According to the BAE by replacing moving surfaces with the blown air technology, aircraft that are lighter, more reliable and cheaper to operate could be developed, said BAE Systems. The technologies could also improve an aircraft’s stealth as they reduce the number of gaps and edges that currently make aircraft more observable on radar.
The Magma model also maneuvers using thrust vectoring, in which exhaust gases in the engine itself are deflected in different directions to aid control. The plane and its technology well establish the development of Britain’s Future Combat Air System project, which is being led by BAE and includes the Tempest fighter model unveiled last year.
The flight testing of the Magma drone took place at the Llanbedr Airfield in north-west Wales last month. The flight trials successfully demonstrated two “blown air” control technologies that replace moving surfaces such as flaps and ailerons and are designed to improve the control and performance of aircraft. Julia Sutcliffe, chief technologist at BAE Systems Air, said, “Our partnership with the University of Manchester has identified technology, in this case flap-free flight, and turned what began as a feasibility study into a proven capability in just a number of months. ”

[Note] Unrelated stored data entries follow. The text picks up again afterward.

Issue #472, opened 2020-10-26
multiple-pipeline-capture: Fail to find 4 pipelines still alive, only 3 left


mengdonglin:
This is a random issue on multiple platforms.

e.g. on EHL RVP and CML-U notebook Olym* in daily test on 2020-10-25, report ID 613. 

```
2020-10-25 23:07:04 UTC [REMOTE_INFO] /home/ubuntu/sof-test/test-case/multiple-pipeline-capture.sh will use topology /lib/firmware/intel/sof-tplg/sof-ehl-rt5660.tplg to run the test case
2020-10-25 23:07:04 UTC [REMOTE_INFO] Pipeline list to ignore is specified, will ignore 'pcm=HDA Digital' in test case
2020-10-25 23:07:04 UTC [REMOTE_INFO] Run command to get pipeline parameters
2020-10-25 23:07:04 UTC [REMOTE_COMMAND] sof-tplgreader.py /lib/firmware/intel/sof-tplg/sof-ehl-rt5660.tplg -f 'type:playback' -b ' pcm:HDA Digital' -s 0 -e
2020-10-25 23:07:04 UTC [REMOTE_INFO] Testing: Headset [hw:0,0]
2020-10-25 23:07:04 UTC [REMOTE_COMMAND] aplay -D hw:0,0 -c 2 -r 48000 -f S16_LE /dev/zero -q
2020-10-25 23:07:04 UTC [REMOTE_INFO] pipeline start sleep 0.5s for device wakeup
2020-10-25 23:07:09 UTC [REMOTE_INFO] checking pipeline status
2020-10-25 23:07:09 UTC [REMOTE_INFO] preparing sleep 5
2020-10-25 23:07:14 UTC [REMOTE_INFO] checking pipeline status again
/home/ubuntu/sof-test/test-case/multiple-pipeline-capture.sh: line 103: 66312 Killed                  "${APP_LST[$1]}" -D $dev -c $channel -r $rate -f $fmt "${DEV_LST[$1]}" -q
/home/ubuntu/sof-test/test-case/multiple-pipeline-capture.sh: line 103: 66321 Killed                  "${APP_LST[$1]}" -D $dev -c $channel -r $rate -f $fmt "${DEV_LST[$1]}" -q
[...]

PR #516, opened 2020-11-16
add debug info in multiple-pipeline-playback/capture to root cause #472

aiChaoSONG:


marc-hb (changes requested):
Please help review #497 (and others) first.

Also let's not add too much to the already ridiculous amount of copy/paste across these two files (they seem 90% identical!!!). You wrote a function so it should be re-usable without copy/paste/diverge...

marc-hb (changes requested):
Sorry I just realized you are reducing copy/paste/diverge a bit: from 4 instances to 2 instances. How about finishing the job and going to just one instance?

xiulipan:
@aiChaoSONG Ping for update, also rebase is needed.

aiChaoSONG:
@xiulipan @marc-hb Updated, I going to merge the multiple-pipeline-playback.sh and multiple-pipeline-capture.sh into one script later, so some common code is still there. the function func_error_exit can be used by other scripts later,so it is moved to lib.sh

test-case/multiple-pipeline-playback.sh
```diff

Magma demonstrated two new ways to control an aircraft during flight. Wing circulation control, which takes air from the aircraft engine and blows it supersonically through narrow slots around a specially shaped wing tailing edge in order to control the aircraft; the other being fluidic thrust vectoring that controls the aircraft by blowing air jets inside the nozzle to deflect the exhaust jet and generate a control force.

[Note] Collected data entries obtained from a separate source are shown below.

PR #517, opened 2020-11-17
kmod-after-playback: remove variant LOG_ROOT and improve set -e compatibility

aiChaoSONG:


test-case/check-kmod-load-unload-after-playback.sh
```diff
@@ -55,33 +55,22 @@ pb_duration=${OPT_VALUE_lst['d']}
...
 if [ ${OPT_VALUE_lst['p']} -eq 1 ];then
     func_lib_disable_pulseaudio
 fi
 
-export LOG_ROOT=$log_root/round-0
-$(dirname ${BASH_SOURCE[0]})/check-playback.sh -l 1 -t $tplg -d $pb_duration
-ret=$?
-export LOG_ROOT=$log_root
-[[ $ret -ne 0 ]] && dloge "aplay check failed" && exit $ret
+$(dirname ${BASH_SOURCE[0]})/check-playback.sh -l 1 -t $tplg -d $pb_duration ||
```
marc-hb, line 63: While you're changing these lines, compute this once at the top of the file.
```shell
mydir=$(cd "$(dirname "${BASH_SOURCE[0]}")"; pwd)
```

marc-hb (changes requested):
Removing code is always great but do you know a bit more about why this feature was here and are you sure nothing uses it any more?

test-case/check-kmod-load-unload-after-playback.sh
aiChaoSONG: The feature is to generate logs of each iteration to different folder, but our CI is not aware of these `round-X` folder, so logs cannot show in report. And I am sure no one is really aware of the logs in `round-X` folder.

I will update `mydir`, thanks

xiulipan (changes requested):
@aiChaoSONG I do not think remove the round here is a good idea. Need to know, we do not need full log for pass round if we have stress test like 1000 round. Maybe some clean up here to keep the last 3 round logs if the test case fail and 1 round log for the pass test or no logs for the passed test cases.

aiChaoSONG:
> @aiChaoSONG I do not think remove the round here is a good idea. Need to know, we do not need full log for pass round if we have stress test like 1000 round. Maybe some clean up here to keep the last 3 round logs if the test case fail and 1 round log for the pass test or no logs for the passed test cases.

We are using sub-case in this test,  instead of putting logs of every round into different round-X folder, we will always have the latest round of log, whether if pass or fail, I think this is good.

xiulipan:
@aiChaoSONG We may need to keep last few rounds logs as some error is not triggered in the last logs but may in previous few logs. We need some comparation to see what is the different between fail and pass round.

Bill Crowther, senior academic and leader of the Magma project at The University of Manchester said, “We are excited to have been part of a long-standing effort to change the way in which aircraft can be controlled, going all the way back to the invention of wing warping by the Wright brothers,” adding, “We made our first fluidic thrust vectoring nozzle from glued together bits of plastic and tested it on a hair drier fan nearly 20 years ago. Today BAE Systems is 3D printing our components out of titanium and we are flight testing them on the back of a jet engine in an aircraft designed and built by the project team.”